Indeed, and there are a lot of calculations that need to be done within that 0.0001s period. I would also like to suggest that the ECU should be sampling at least 10-20 times the rate of the item under control, i.e. 20 X 7000 x timing teeth. Also, bear in mind that the calculation time should be a twentieth (or less) of the sampling time to produce an accurate response. However, I believe this can be done with a modern GHz processor, _providing it's not operating Windows_.

The problems still lie with the unpredictabilities mentioned in the previous post and the lack of closed loop control. Measuring the ambient variables is one thing, but the system has no method of actually correcting the torque, should it stray (for the reasons mentioned in previous post or other) away from the required curve.

Having said all this, whether that curve was realised exactly like that under laboratory conditions or not, has no real validity in real life. Nobody will see that curve on a tuner dyno, or feel it exactly like that on the road, as we've agreed. Just as well really. If it was exactly flat, it wouldn't be a curve.:chuckle: That said, I'm sure it will still be fantastic and flatter than other torque curves. Good work.


----------



## R33_GTS-t (Apr 27, 2005)

bonzelite said:


> Do you guys mean bhp to indicate "brake horse?"
> 
> The factory lit on the VR38DETT is in net hp, not brake horse. IIRC, brake horse is without any accessories attached, net is full accessories with losses due to friction.
> 
> Anyone?


When you say 'net hp', do you mean, at flywheel excluding internal losses, or at the hubs excluding most drivetrain losses, or at the wheels excluding all losses (that which actually accelerates you)?


----------



## Wink (May 29, 2007)

"I don't think you've grasped what I'm saying. The AFR and ignition are changed dynamically, so they should be adjusting during the run to maintain the target torque, as per model curve."

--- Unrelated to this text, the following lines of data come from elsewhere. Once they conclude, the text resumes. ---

PR #42, opened 2018-10-28
Targets tweaks

bording:
This make a couple small changes to the targets files:

- Adding the xml namespace means that these targets files can be properly imported if someone tries to use VS 2015. If you don't care about this, or actively want to prevent it, I can remove this commit.
- The GetPackageVersionDependsOn property needs to be set so that when a project reference is used to create a package dependency, the generated nuspec has the correct version for the project reference.


adamralph:
🎉 awesome, thanks!

adamralph:
Released in [alpha 4](https://www.nuget.org/packages/MinVer/1.0.0-alpha.4).

PR #51, opened 2018-10-29
isolate try block in Versioner

adamralph:
Connects to #3.


adamralph:
Released in [alpha 6](https://www.nuget.org/packages/MinVer/1.0.0-alpha.6).

bording:
Out of curiosity, how does this connect to #3?

adamralph:
I figured the directory traversal is required for the MSBuild integration, since the targets file can only specify the directory of the current project. I'll grant you that it's only a loose connection. 🙂

PR #53, opened 2018-10-29
Set MSBuildAllProjects property

bording:
This sets the `MSBuildAllProjects` property that is used in MSBuild < 16 to ensure new builds are properly triggered when targets files change.

Connects to #3


adamralph:
Release in [alpha 7](https://www.nuget.org/packages/MinVer/1.0.0-alpha.7).

PR #58, opened 2018-10-31
Don't run targets in design-time builds

### LINKED ISSUE #55: Suppress the MinVer target for design time builds
_Relates to #3._

_From https://github.com/adamralph/min-ver/issues/3#issuecomment-433735623 by @bording:_

> Visual Studio runs a build behind the scenes for various reasons. When it does this, it doesn't actually compile the code, but it does figure out what the inputs to csc would be. These are known as design-time builds. It's important to keep this as minimal as possible to avoid causing problems inside VS. If the targets you're adding don't actually have an impact on the compiler input, then you can condition them to be skipped in a design-time build.
> 
> Since these targets are only changing version properties, I would think it would be safe to skip them.

_From https://github.com/adamralph/min-ver/issues/3#issuecomment-434117809 by @bording:_

> I also look a look at the design-time build stuff, and it turns out that we need to let this run during design-time builds in order to get project references versioned correctly in the generated nuspec. I'm not entirely sure why that is. It feels like it might be a bug, but I need to do a bit more research before filing an issue about it on NuGet/Home.

bording:
Fixes #55

### DIFF
--- a/MinVer/MinVer.targets
+++ b/MinVer/MinVer.targets
@@ -21,7 +21,7 @@
     </PropertyGroup>
   </Target>
 
-  <Target Name="MinVer" BeforeTargets="CoreCompile;GenerateNuspec" DependsOnTargets="MinVer_GetVersion">
+  <Target Name="MinVer" BeforeTargets="CoreCompile;GenerateNuspec" DependsOnTargets="MinVer_GetVersion" Condition="'$(DesignTimeBuild)' != 'true'">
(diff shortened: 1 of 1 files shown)


adamralph:
Thanks @bording! I'll release this in alpha 9 tomorrow.

adamralph:
Release in [alpha 9](https://www.nuget.org/packages/MinVer/1.0.0-alpha.9).

PR #60, opened 2018-10-31
suppress MinVer for non-SDK projects and print warning

### LINKED ISSUE #59: Minver doesn't work with the legacy project format
While investigating stuff for #55, I realized that MinVer currently only works when using it with an SDK-style project.

The reason is that SDK-style projects will generate all of the assembly version attributes for you based on the `Version` MSBuild property.

Legacy projects don't do that, so the version doesn't propagate to the assembly at all. If we wanted to support this, we'd have to generate a .cs file with all of the required attributes.

Otherwise, you could just document SDK-style projects as another requirement and then nothing else needs to be done. It might be a good idea to add something to the targets file that would actually cause a build warning/error if it's detected it's being used from a legacy project, instead of it just silently not doing anything.

Relates to #3.

adamralph:
Fixes #59.

Connects to #3.

### DIFF
--- a/MinVer/MinVer.csproj
+++ b/MinVer/MinVer.csproj
@@ -1,7 +1,7 @@
 <Project Sdk="Microsoft.NET.Sdk">
 
   <PropertyGroup>
-    <Description>Minimalistic versioning for .NET projects.</Description>
+    <Description>Minimalistic versioning for .NET SDK-style projects.</Description>
     <DevelopmentDependency>true</DevelopmentDependency>
     <IncludeBuildOutput>false</IncludeBuildOutput>
     <LangVersion>latest</LangVersion>
--- a/MinVer/MinVer.targets
+++ b/MinVer/MinVer.targets
@@ -21,12 +21,16 @@
     </PropertyGroup>
   </Target>
 
-  <Target Name="MinVer" BeforeTargets="CoreCompile;GenerateNuspec" DependsOnTargets="MinVer_GetVersion" Condition="'$(DesignTimeBuild)' != 'true'">
+  <Target Name="MinVer" BeforeTargets="CoreCompile;GenerateNuspec" DependsOnTargets="MinVer_GetVersion" Condition="'$(UsingMicrosoftNETSdk)' == 'true' And '$(DesignTimeBuild)' != 'true'">
     <PropertyGroup>
       <MinVerVersion Condition=" '$(MinVerBuildMetadata)' != '' ">$(MinVerVersion)+$(MinVerBuildMetadata)</MinVerVersion>
       <Version>$(MinVerVersion)</Version>
       <PackageVersion>$(MinVerVersion)</PackageVersion>
     </PropertyGroup>
+  </Target>
+
+  <Target Name="MinVer_Warnings" BeforeTargets="MinVer" Condition="'$(DesignTimeBuild)' != 'true'">
+    <Error Condition="'$(UsingMicrosoftNETSdk)' != 'true'" Code="MINVER0002" Text="MinVer only works in SDK-style projects." />
   </Target>
 
 </Project>
--- a/README.md
+++ b/README.md
@@ -5,11 +5,11 @@
 _[![nuget](https://img.shields.io/nuget/v/MinVer.svg?style=flat)](https://www.nuget.org/packages/MinVer)_
 _[![Build status](https://ci.appveyor.com/api/projects/status/0ai8j3x4tg6w3ima/branch/master?svg=true)](https://ci.appveyor.com/project/adamralph/min-ver/branch/master)_
 
-A minimalistic [.NET package](https://www.nuget.org/packages/MinVer) for versioning .NET projects using Git tags.
+A minimalistic [.NET package](https://www.nuget.org/packages/MinVer) for versioning .NET SDK-style projects using Git tags.
 
 ## Prerequisites
 
-- [.NET Core SDK](https://www.microsoft.com/net/download)
+- [.NET Core SDK 2.1.300 or later](https://www.microsoft.com/net/download)
 - [libcurl](https://curl.haxx.se/libcurl/) (Linux only)
 
 ## Quick start


adamralph:
@bording how does this look as a fix for #59?

MinVer/MinVer.targets
```diff
@@ -21,12 +21,16 @@
     </PropertyGroup>
   </Target>
 
-  <Target Name="MinVer" BeforeTargets="CoreCompile;GenerateNuspec" DependsOnTargets="MinVer_GetVersion" Condition="'$(DesignTimeBuild)' != 'true'">
+  <Target Name="MinVer" BeforeTargets="CoreCompile;GenerateNuspec" DependsOnTargets="MinVer_GetVersion" Condition="'$(UsingMicrosoftNETSdk)' == 'true' And '$(DesignTimeBuild)' != 'true'">
```
bording: There's no harm in having this target run, so I'm not sure the extra condition is necessary.

MinVer/MinVer.targets
```diff
@@ -21,12 +21,16 @@
...
     <PropertyGroup>
       <MinVerVersion Condition=" '$(MinVerBuildMetadata)' != '' ">$(MinVerVersion)+$(MinVerBuildMetadata)</MinVerVersion>
       <Version>$(MinVerVersion)</Version>
       <PackageVersion>$(MinVerVersion)</PackageVersion>
     </PropertyGroup>
   </Target>
 
+  <Target Name="MinVer_Warnings" BeforeTargets="MinVer" Condition="'$(DesignTimeBuild)' != 'true'">
+    <Message Condition="'$(UsingMicrosoftNETSdk)' != 'true'" Text="WARNING: MinVer only works for Microsoft.NET.Sdk projects." Importance="high" />
```
bording: Perhaps the Warning task would be better here? https://docs.microsoft.com/en-us/visualstudio/msbuild/warning-task?view=vs-2017

MinVer/MinVer.targets
adamralph: > There's no harm in having this target run, so I'm not sure the extra condition is necessary.

I did consider that, but I'm not really it's good to have "half" of MinVer working. I guess the NuGet package might still get the right version number? But anyway, it's untested, and I'm not sure I want to deal with bugs raised around usage in legacy csproj. I think it's OK to support SDK projects only and prevent anything from happening in legacy csproj.

> If DependsOnTargets are evaluated first, then someone without the .NET Core SDK installed using a legacy project could get an error from the Exec task before seeing the warning.

I don't think this problem exists. I've tested what happens in a legacy project and I can confirm that `MinVer_Warnings` is run, but neither `MinVer` nor `MinVer_GetVersion` are run. That kind of makes sense to me, since the `BeforeTargets` is saying _just_ that, i.e. run _before_ that target is run. `DependsOnTargets` is saying, _if this target is run_, run this other target first.

MinVer/MinVer.targets
adamralph: 👍 absolutely. I'll change it.

adamralph: I've amended the commit.

MinVer/MinVer.targets
adamralph: Oh wait, I see what you're saying. If the condition was taken out, would it be a problem? I guess it would be, since we're not checking whether they have the SDK installed.

adamralph: But what I said still holds, `MinVer_Warnings` runs before `MinVer_GetVersion`, so the exact problem you describe wouldn't happen.

adamralph: @bording I'm about to release alpha 9. Do you have any more thoughts on this, or do you think it's good to go? There's no rush, it can wait for alpha 10.

bording: I'd like to validate a couple of things first, so alpha 10 sounds ok to me.

bording: After looking at this, I'm now convinced that adding the extra condition is the right call since it prevents any problems with not having the .NET Core SDK installed.

README.md
```diff
@@ -5,11 +5,11 @@
 _[![nuget](https://img.shields.io/nuget/v/MinVer.svg?style=flat)](https://www.nuget.org/packages/MinVer)_
 _[![Build status](https://ci.appveyor.com/api/projects/status/0ai8j3x4tg6w3ima/branch/master?svg=true)](https://ci.appveyor.com/project/adamralph/min-ver/branch/master)_
 
-A minimalistic [.NET package](https://www.nuget.org/packages/MinVer) for versioning .NET projects using Git tags.
+A minimalistic [.NET package](https://www.nuget.org/packages/MinVer) for versioning .NET SDK projects using Git tags.
```
bording:
```suggestion
A minimalistic [.NET package](https://www.nuget.org/packages/MinVer) for versioning .NET SDK-style projects using Git tags.
```

README.md
```diff
@@ -5,11 +5,11 @@
 _[![nuget](https://img.shields.io/nuget/v/MinVer.svg?style=flat)](https://www.nuget.org/packages/MinVer)_
 _[![Build status](https://ci.appveyor.com/api/projects/status/0ai8j3x4tg6w3ima/branch/master?svg=true)](https://ci.appveyor.com/project/adamralph/min-ver/branch/master)_
 
-A minimalistic [.NET package](https://www.nuget.org/packages/MinVer) for versioning .NET projects using Git tags.
+A minimalistic [.NET package](https://www.nuget.org/packages/MinVer) for versioning .NET SDK projects using Git tags.
 
 ## Prerequisites
 
-- [.NET Core SDK](https://www.microsoft.com/net/download)
+- [.NET Core SDK  2.1 or later](https://www.microsoft.com/net/download)
```
bording:
```suggestion
- [.NET Core SDK 2.1.300 or later](https://www.microsoft.com/net/download)
```

MinVer/MinVer.csproj
```diff
@@ -1,7 +1,7 @@
 <Project Sdk="Microsoft.NET.Sdk">
 
   <PropertyGroup>
-    <Description>Minimalistic versioning for .NET projects.</Description>
+    <Description>Minimalistic versioning for .NET SDK projects.</Description>
```
bording:
```suggestion
    <Description>Minimalistic versioning for .NET SDK-style projects.</Description>
```

MinVer/MinVer.targets
```diff
@@ -21,12 +21,16 @@
...
+  <Target Name="MinVer" BeforeTargets="CoreCompile;GenerateNuspec" DependsOnTargets="MinVer_GetVersion" Condition="'$(UsingMicrosoftNETSdk)' == 'true' And '$(DesignTimeBuild)' != 'true'">
     <PropertyGroup>
       <MinVerVersion Condition=" '$(MinVerBuildMetadata)' != '' ">$(MinVerVersion)+$(MinVerBuildMetadata)</MinVerVersion>
       <Version>$(MinVerVersion)</Version>
       <PackageVersion>$(MinVerVersion)</PackageVersion>
     </PropertyGroup>
   </Target>
 
+  <Target Name="MinVer_Warnings" BeforeTargets="MinVer" Condition="'$(DesignTimeBuild)' != 'true'">
+    <Warning Condition="'$(UsingMicrosoftNETSdk)' != 'true'" Text="MinVer only works in Microsoft.NET.Sdk projects." />
```
bording:
```suggestion
    <Warning Condition="'$(UsingMicrosoftNETSdk)' != 'true'" Text="MinVer only works in SDK-style projects." />
```

bording: I'm also wondering if this should be an error instead of a warning.

adamralph: I think it should be. Effectively, the error will be saying "this is wrong, fix it", which I think is reasonable, since there is no reason to have MinVer installed in a legacy project. I'll change it.

adamralph:
@bording thanks for all your help with this PR! FYI I squashed all the commits into single, co-authored commit.

PR #65, opened 2018-11-02
move MinVer.Cli to tools folder

### LINKED ISSUE #64: "runtimes" folder isn't a valid TFM
I'm not sure if this causes any actual problem or not, but the current folder structure of the package might not be ideal:

image

NuGet expects folders underneath the `build` folder to be valid TFMs.

It might be worth moving all of the MinVer.Cli bits into a new `MinVer` root folder in the package, and then update the path in MinVer.targets to be aware of the change.

adamralph:
Fixes #64

### DIFF
--- a/MinVer/MinVer.csproj
+++ b/MinVer/MinVer.csproj
@@ -23,14 +23,9 @@
   </ItemGroup>
 
   <ItemGroup>
-    <None Update="MinVer.targets">
-      <CopyToOutputDirectory>Always</CopyToOutputDirectory>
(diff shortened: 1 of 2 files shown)


bording:
Moving over to the tools folder works. I know Visual Studio/NuGet do some special things with the tools folder, like add it to the PATH of the Package Manger Console window, but I can't how that would would be a problem for this.

adamralph:
Yeah, I saw something about that too, but figured it would be OK.

PR #70, opened 2018-11-03
switch from tools/ to MinVer/ inside package

### LINKED ISSUE #64: "runtimes" folder isn't a valid TFM

adamralph:
Fixes #64


adamralph:
Released in [alpha 11(https://www.nuget.org/packages/MinVer/1.0.0-alpha.11).

PR #72, opened 2018-11-03
show build metadata in messages

adamralph:


adamralph:
@bording I think this is low risk enough to go straight into the first beta. Would you agree?

All it does is move the adding of the build metadata from the targets file to the library (which is probably where it always should have been). The functional effect is that the build metadata is now shown in the version when verbose logging is switched on.

bording:
@adamralph I agree, first beta seems fine.

adamralph:
@bording I've just realised that this introduced another behavioural change. Previously, when `MinVerVersion` was set, the targets file still appended `MinVerBuildMetadata` to it, but after this change, that no longer happens. I.e. `MinVerVersion` is now a _complete_ override, including build metadata, whereas before it was only a partial override for the non-build metadata part.

That made me ask whether the old behaviour should be preserved, but if so, it raises other questions: What if `MinVerVersion` is specified _with_ build metadata and `MinVerBuildMetadata` is also specified? An exception could be thrown, or the `MinVerVersion` build metadata could take precedence, but then how can I specify `MinVerVersion` with no build metadata but also specify _not_ to append `MinVerBuildMetadata`? This leads me to think that the new behaviour is better, but it should be made explicit in the FAQ that `MinVerVersion` must also include any desired build metadata.

What are your thoughts?

adamralph:

bording:
Seeing how this is positioned as an override to use when something is wrong or you otherwise want to disable MinVer, I think it's fine for build metadata to need to be manually specified as part of the override.

No objections to this change.

The only thing I wonder is if the env. variable should be named something like `MINVER_VERSION_OVERRIDE` to make it more explicit as to the purpose.

adamralph:
Thanks @bording.

> The only thing I wonder is if the env. variable should be named something like `MINVER_VERSION_OVERRIDE` to make it more explicit as to the purpose.

I'll give that some thought.

PR #77, opened 2018-11-03
add a message indicating that the version is overridden

adamralph:
Relates to #3.


adamralph:

PR #82, opened 2018-11-04
simplify inputs

adamralph:
Relates to #3.

### DIFF
--- a/MinVer.Cli/Program.cs
+++ b/MinVer.Cli/Program.cs
@@ -12,39 +12,39 @@ namespace MinVer.Cli
             app.HelpOption();
 
             var buildMetadata = app.Option("-b|--build-metadata <BUILD_METADATA>", "The build metadata to append to the version.", CommandOptionType.SingleValue);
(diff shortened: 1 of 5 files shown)


adamralph:
@bording after more thought, and after feedback in https://github.com/FakeItEasy/FakeItEasy/pull/1484, I decided to simplify the inputs a little, so that the user is guided more towards what should be in an environment variable and what should be in an MSBuild property.

I also decided to rename `MinVerMinimumMajorMinor` to `MinVerMajorMinor` since the former is a little unwieldy, and it suggests that something else (i.e. a tag) should be moving the version further forward, with this property purely indicating a _minimum_. Under normal usage, it _is_ the current major minor range, even if a later tag will override it. I.e. when moving to a new range, the _correct_ thing to do is to change that value rather than push a later tag. If you are going to push a later tag, it implies that you're not really using that value anyway, and you should remove it and just use tags throughout.

Interested to know your thoughts.

BTW - I've decided to do at least another round of alpha, but perhaps just on my own projects. There's been enough change since alpha 12 that I'm not confident of advertising a beta straight away.

adamralph:

bording:
This all makes sense to me. :+1:

PR #676, opened 2022-02-24
Fix dependency order with NuGet

### LINKED ISSUE #675: Invalid order with NuGet pack leading to invalid outputs
Hey, 
Thank you for MinVer. I'm starting to use it in all my projects and it simplifies a lot what I was doing manually! 👍 

## Version(s)

`2.5.0`

## Problem

I'm developing a tooling that simplifies the whole build/publish process for .NET libraries/apps on GitHub ([dotnet-releaser](https://github.com/xoofx/dotnet-releaser)) and I discovered a weird behavior while using MinVer on a multi-targeting version (It seems that it doesn't affect packages with only one target framework).

I'm calling msbuild directly with a special logger from which I can extract results from msbuild and I discovered that the version used to name output files in msbuild with MinVer when packing is wrong. 

For example, below, you have a screenshot of msbuild log:

image

It is supposed to create the package `Tomlyn.0.11.0.nupkg` and the pack command does it, but actually, when you look in the details, msbuild will think that it needs to generate `Tomlyn.1.0.0.nupkg` and will always re-run even if you build it just before.

Reason is that the file output is calculated in the target `_GetOutputItemsFromPack` which called by `_CalculateInputsOutputsForPack` (code [here](https://github.com/NuGet/NuGet.Client/blob/352ba94f120f1a3481a2cae6190a1947a85a160f/src/NuGet.Core/NuGet.Build.Tasks.Pack/NuGet.Build.Tasks.Pack.targets#L178-L194)) but MinVer runs only just before `GenerateNuspec` (as you can see in the screenshot above), but not before `_GetOutputItemsFromPack`.

## Expected behaviour

NuGet msbuild tasks should get the version calculated from MinVer in order to correctly compute output packages.

## Actual behaviour

NuGet is originally thinking that the version is `1.0.0` instead the version calculated by MinVer. If you run multiple times NuGet pack with MinVer, it will always have to repack the package thinking that it doesn't exist (because 1.0.0 is not created in the end)

## Workarounds

No great workaround as I would have to make my tooling MinVer aware to force MinVer to insert before `_GetOutputItemsFromPack`.

## Fix Suggestion

Add a msbuild dependency to `_GetOutputItemsFromPack` instead of only `GenerateNuSpec`. 
Hacking MinVer locally and it is now correctly generating the correct versions:

image

I will make a PR with this suggestion fix.

xoofx:
Fixes #675

### DIFF
--- a/MinVer/build/MinVer.targets
+++ b/MinVer/build/MinVer.targets
@@ -3,6 +3,7 @@
   <PropertyGroup>
     <MSBuildAllProjects Condition="'$(MSBuildAssemblyVersion)' == '' Or '$(MSBuildAssemblyVersion)' &lt; '16.0'">$(MSBuildAllProjects);$(MSBuildThisFileFullPath)</MSBuildAllProjects>
     <GetPackageVersionDependsOn>$(GetPackageVersionDependsOn);MinVer</GetPackageVersionDependsOn>
+    <GenerateNuspecDependsOn>$(GenerateNuspecDependsOn);MinVer</GenerateNuspecDependsOn>
   </PropertyGroup>
 
   <PropertyGroup>


xoofx:
Another fix would be to insert MinVer into `GenerateNuspecDependsOn`. I just saw that it was done on `GetPackageVersionDependsOn` but it looks like it could be also added to `GenerateNuspecDepends`?

What do you prefer? (depending on a "private" target `_GetOutputItemsFromPack` is probably not great)

xoofx:
> Another fix would be to insert MinVer into GenerateNuspecDependsOn. I just saw that it was done on GetPackageVersionDependsOn but it looks like it could be also added to GenerateNuspecDepends?

Hm, actually nope, that won't work. `_GetOutputItemsFromPack` is not part of `GenerateNuspecDepends` so it could still make the version calculation wrong.

adamralph:
@bording any opinions on this?

MinVer/build/MinVer.targets
```diff
@@ -11,7 +11,8 @@
     <NoWarn>$(NoWarn);NU5105</NoWarn>
   </PropertyGroup>
 
-  <Target Name="MinVer" BeforeTargets="BeforeCompile;GetAssemblyVersion;CoreCompile;GenerateNuspec" Condition="'$(DesignTimeBuild)' != 'true' AND '$(MinVerSkip)' != 'true'">
+  <!-- Use _GetOutputItemsFromPack instead of GenerateNuSpec to make sure that MinVer will run before calculating NuGet outputs -->
+  <Target Name="MinVer" BeforeTargets="BeforeCompile;GetAssemblyVersion;CoreCompile;_GetOutputItemsFromPack" Condition="'$(DesignTimeBuild)' != 'true' AND '$(MinVerSkip)' != 'true'">
```
adamralph, line 15: @xoofx I had a look through the structured logs and I believe I understand the problem now. Indeed, the first instances of the incorrect `...1.0.0.nupkg` in the examples you give in https://github.com/adamralph/minver/issues/675 are indeed in the `_GetOutputItemsFromPack` task.

Taking a closer look, I noticed that `_GetOutputItemsFromPack` is a dependency of `GenerateNuspec`, which also has `$(GenerateNuspecDependsOn)` as its _first_ dependency, so if we inject the `MinVer` target into that variable, I think we should be covered.

I also discovered that `_GetOutputItemsFromPack` is run when `Clean` is run, since `_CleanPackageFiles` runs after `Clean` and depends on `_GetOutputItemsFromPack`. At the moment, the packages never get cleaned when `dotnet clean` is called, because MinVer is never executed as part of the target graph, so the versions of the packages is not determined correctly.

I believe https://github.com/adamralph/minver/pull/681 fixes both problems.

What do you think?

adamralph: @xoofx I just remembered about your [previous comment](https://github.com/adamralph/minver/pull/676/files#issuecomment-1049502373):

> > Another fix would be to insert MinVer into GenerateNuspecDependsOn. I just saw that it was done on GetPackageVersionDependsOn but it looks like it could be also added to GenerateNuspecDepends?
> 
> Hm, actually nope, that won't work. `_GetOutputItemsFromPack` is not part of `GenerateNuspecDepends` so it could still make the version calculation wrong.

I think it's fine to use `$(GenerateNuspecDependsOn)` because `GenerateNuspec` looks like this:

```xml
  <Target Name="GenerateNuspec"
          Condition="'$(IsPackable)' == 'true'"
          Inputs="@(NuGetPackInput)" Outputs="@(NuGetPackOutput)"
          DependsOnTargets="$(GenerateNuspecDependsOn);_CalculateInputsOutputsForPack;_GetProjectReferenceVersions;_InitializeNuspecRepositoryInformationProperties">
```

As you can see it depends firstly on `$(GenerateNuspecDependsOn)`, and secondly on `_CalculateInputsOutputsForPack`.

In turn, `_CalculateInputsOutputsForPack` looks like this:

```xml
  <Target Name="_CalculateInputsOutputsForPack" DependsOnTargets="_GetOutputItemsFromPack">
```

It depends on `_GetOutputItemsFromPack`.

This means that if we inject `MinVer` into `$(GenerateNuspecDependsOn)` then we know `MinVer` will run _before_ `_GetOutputItemsFromPack`.

xoofx: Yep, agreed, #681 should fix the problem. I tested it locally and it works fine!

xoofx:
Closing as fixed by #681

Obviously instantaneous AFR changes, but averaged over even a small time domain these are essentially very steady as far as fueling quantity and spark is concerned (at a fixed engine speed and load). These days, in order to achieve the extremely challenging emissions targets, AFR distribution has to be minimised and combustion stability is extremely good (Standard Deviation of IMEP's of <0.1, COV IMEP <2%). As I'm sure you know already, when operating closed loop (of AFR) at part load the stratergy is too deliberately switch the AFR between just rich and lean of stoichimoetric at around 0.5 - 1Hz as this enables (cheaper) switching HEGO to be used rather than more expensive linear HEGO's. 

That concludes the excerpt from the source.